:: WORK REQUIRED ::
Give back all of the records underneath exactly, with no omissions.
┌─ STORED DATA
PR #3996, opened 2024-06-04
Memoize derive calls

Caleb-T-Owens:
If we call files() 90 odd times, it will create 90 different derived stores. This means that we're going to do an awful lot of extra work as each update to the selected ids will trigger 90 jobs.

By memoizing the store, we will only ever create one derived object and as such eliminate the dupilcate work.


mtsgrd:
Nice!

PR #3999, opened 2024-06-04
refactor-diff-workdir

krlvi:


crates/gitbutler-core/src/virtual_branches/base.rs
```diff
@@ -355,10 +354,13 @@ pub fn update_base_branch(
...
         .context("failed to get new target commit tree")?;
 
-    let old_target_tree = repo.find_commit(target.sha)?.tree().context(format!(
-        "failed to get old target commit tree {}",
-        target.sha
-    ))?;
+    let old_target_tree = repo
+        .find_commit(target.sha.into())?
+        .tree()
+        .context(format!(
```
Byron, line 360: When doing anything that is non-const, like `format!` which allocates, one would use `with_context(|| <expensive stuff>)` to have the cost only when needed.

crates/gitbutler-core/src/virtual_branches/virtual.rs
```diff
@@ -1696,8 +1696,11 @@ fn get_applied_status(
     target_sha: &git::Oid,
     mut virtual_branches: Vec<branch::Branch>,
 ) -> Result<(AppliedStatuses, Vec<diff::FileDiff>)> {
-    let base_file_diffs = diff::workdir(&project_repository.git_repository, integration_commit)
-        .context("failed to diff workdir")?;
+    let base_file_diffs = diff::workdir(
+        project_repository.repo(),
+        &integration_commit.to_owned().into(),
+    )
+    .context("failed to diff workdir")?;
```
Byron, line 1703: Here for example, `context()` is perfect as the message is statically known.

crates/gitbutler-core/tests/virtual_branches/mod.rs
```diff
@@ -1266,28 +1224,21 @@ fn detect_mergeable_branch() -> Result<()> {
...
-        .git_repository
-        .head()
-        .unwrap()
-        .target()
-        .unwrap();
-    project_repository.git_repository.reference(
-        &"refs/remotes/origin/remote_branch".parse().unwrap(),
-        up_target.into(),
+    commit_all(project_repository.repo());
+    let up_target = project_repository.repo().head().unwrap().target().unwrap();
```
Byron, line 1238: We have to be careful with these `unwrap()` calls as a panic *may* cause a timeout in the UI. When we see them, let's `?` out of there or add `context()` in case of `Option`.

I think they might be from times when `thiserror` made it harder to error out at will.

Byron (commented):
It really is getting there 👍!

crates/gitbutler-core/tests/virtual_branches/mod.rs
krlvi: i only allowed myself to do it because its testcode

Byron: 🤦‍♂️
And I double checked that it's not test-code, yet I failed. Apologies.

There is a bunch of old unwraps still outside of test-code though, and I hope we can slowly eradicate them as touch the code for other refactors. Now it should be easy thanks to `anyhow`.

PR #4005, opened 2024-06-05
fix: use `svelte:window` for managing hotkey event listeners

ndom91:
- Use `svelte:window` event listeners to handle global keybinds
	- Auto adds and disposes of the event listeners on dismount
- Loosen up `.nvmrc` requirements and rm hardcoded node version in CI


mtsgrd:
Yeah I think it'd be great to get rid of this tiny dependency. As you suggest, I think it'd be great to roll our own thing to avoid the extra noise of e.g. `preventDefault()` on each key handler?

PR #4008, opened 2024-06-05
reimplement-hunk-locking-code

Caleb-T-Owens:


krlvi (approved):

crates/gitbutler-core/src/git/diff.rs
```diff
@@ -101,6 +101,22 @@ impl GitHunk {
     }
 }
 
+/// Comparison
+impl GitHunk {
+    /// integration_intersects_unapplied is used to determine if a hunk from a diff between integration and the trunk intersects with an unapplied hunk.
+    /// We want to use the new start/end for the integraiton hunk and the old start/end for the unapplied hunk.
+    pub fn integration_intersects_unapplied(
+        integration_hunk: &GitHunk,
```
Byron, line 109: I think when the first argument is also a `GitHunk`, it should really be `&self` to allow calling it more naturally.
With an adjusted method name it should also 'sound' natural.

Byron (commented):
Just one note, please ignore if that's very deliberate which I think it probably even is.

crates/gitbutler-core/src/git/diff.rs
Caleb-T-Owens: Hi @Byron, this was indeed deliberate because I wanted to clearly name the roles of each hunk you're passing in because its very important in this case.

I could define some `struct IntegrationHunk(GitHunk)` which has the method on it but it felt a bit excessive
└─
:: COMPLETED EXERCISE ::
PR #3996, opened 2024-06-04
Memoize derive calls

Caleb-T-Owens:
If we call files() 90 odd times, it will create 90 different derived stores. This means that we're going to do an awful lot of extra work as each update to the selected ids will trigger 90 jobs.

By memoizing the store, we will only ever create one derived object and as such eliminate the dupilcate work.


mtsgrd:
Nice!

PR #3999, opened 2024-06-04
refactor-diff-workdir

krlvi:


crates/gitbutler-core/src/virtual_branches/base.rs
```diff
@@ -355,10 +354,13 @@ pub fn update_base_branch(
...
         .context("failed to get new target commit tree")?;
 
-    let old_target_tree = repo.find_commit(target.sha)?.tree().context(format!(
-        "failed to get old target commit tree {}",
-        target.sha
-    ))?;
+    let old_target_tree = repo
+        .find_commit(target.sha.into())?
+        .tree()
+        .context(format!(
```
Byron, line 360: When doing anything that is non-const, like `format!` which allocates, one would use `with_context(|| <expensive stuff>)` to have the cost only when needed.

crates/gitbutler-core/src/virtual_branches/virtual.rs
```diff
@@ -1696,8 +1696,11 @@ fn get_applied_status(
     target_sha: &git::Oid,
     mut virtual_branches: Vec<branch::Branch>,
 ) -> Result<(AppliedStatuses, Vec<diff::FileDiff>)> {
-    let base_file_diffs = diff::workdir(&project_repository.git_repository, integration_commit)
-        .context("failed to diff workdir")?;
+    let base_file_diffs = diff::workdir(
+        project_repository.repo(),
+        &integration_commit.to_owned().into(),
+    )
+    .context("failed to diff workdir")?;
```
Byron, line 1703: Here for example, `context()` is perfect as the message is statically known.

crates/gitbutler-core/tests/virtual_branches/mod.rs
```diff
@@ -1266,28 +1224,21 @@ fn detect_mergeable_branch() -> Result<()> {
...
-        .git_repository
-        .head()
-        .unwrap()
-        .target()
-        .unwrap();
-    project_repository.git_repository.reference(
-        &"refs/remotes/origin/remote_branch".parse().unwrap(),
-        up_target.into(),
+    commit_all(project_repository.repo());
+    let up_target = project_repository.repo().head().unwrap().target().unwrap();
```
Byron, line 1238: We have to be careful with these `unwrap()` calls as a panic *may* cause a timeout in the UI. When we see them, let's `?` out of there or add `context()` in case of `Option`.

I think they might be from times when `thiserror` made it harder to error out at will.

Byron (commented):
It really is getting there 👍!

crates/gitbutler-core/tests/virtual_branches/mod.rs
krlvi: i only allowed myself to do it because its testcode

Byron: 🤦‍♂️
And I double checked that it's not test-code, yet I failed. Apologies.

There is a bunch of old unwraps still outside of test-code though, and I hope we can slowly eradicate them as touch the code for other refactors. Now it should be easy thanks to `anyhow`.

PR #4005, opened 2024-06-05
fix: use `svelte:window` for managing hotkey event listeners

ndom91:
- Use `svelte:window` event listeners to handle global keybinds
	- Auto adds and disposes of the event listeners on dismount
- Loosen up `.nvmrc` requirements and rm hardcoded node version in CI


mtsgrd:
Yeah I think it'd be great to get rid of this tiny dependency. As you suggest, I think it'd be great to roll our own thing to avoid the extra noise of e.g. `preventDefault()` on each key handler?

PR #4008, opened 2024-06-05
reimplement-hunk-locking-code

Caleb-T-Owens:


krlvi (approved):

crates/gitbutler-core/src/git/diff.rs
```diff
@@ -101,6 +101,22 @@ impl GitHunk {
     }
 }
 
+/// Comparison
+impl GitHunk {
+    /// integration_intersects_unapplied is used to determine if a hunk from a diff between integration and the trunk intersects with an unapplied hunk.
+    /// We want to use the new start/end for the integraiton hunk and the old start/end for the unapplied hunk.
+    pub fn integration_intersects_unapplied(
+        integration_hunk: &GitHunk,
```
Byron, line 109: I think when the first argument is also a `GitHunk`, it should really be `&self` to allow calling it more naturally.
With an adjusted method name it should also 'sound' natural.

Byron (commented):
Just one note, please ignore if that's very deliberate which I think it probably even is.

crates/gitbutler-core/src/git/diff.rs
Caleb-T-Owens: Hi @Byron, this was indeed deliberate because I wanted to clearly name the roles of each hunk you're passing in because its very important in this case.

I could define some `struct IntegrationHunk(GitHunk)` which has the method on it but it felt a bit excessive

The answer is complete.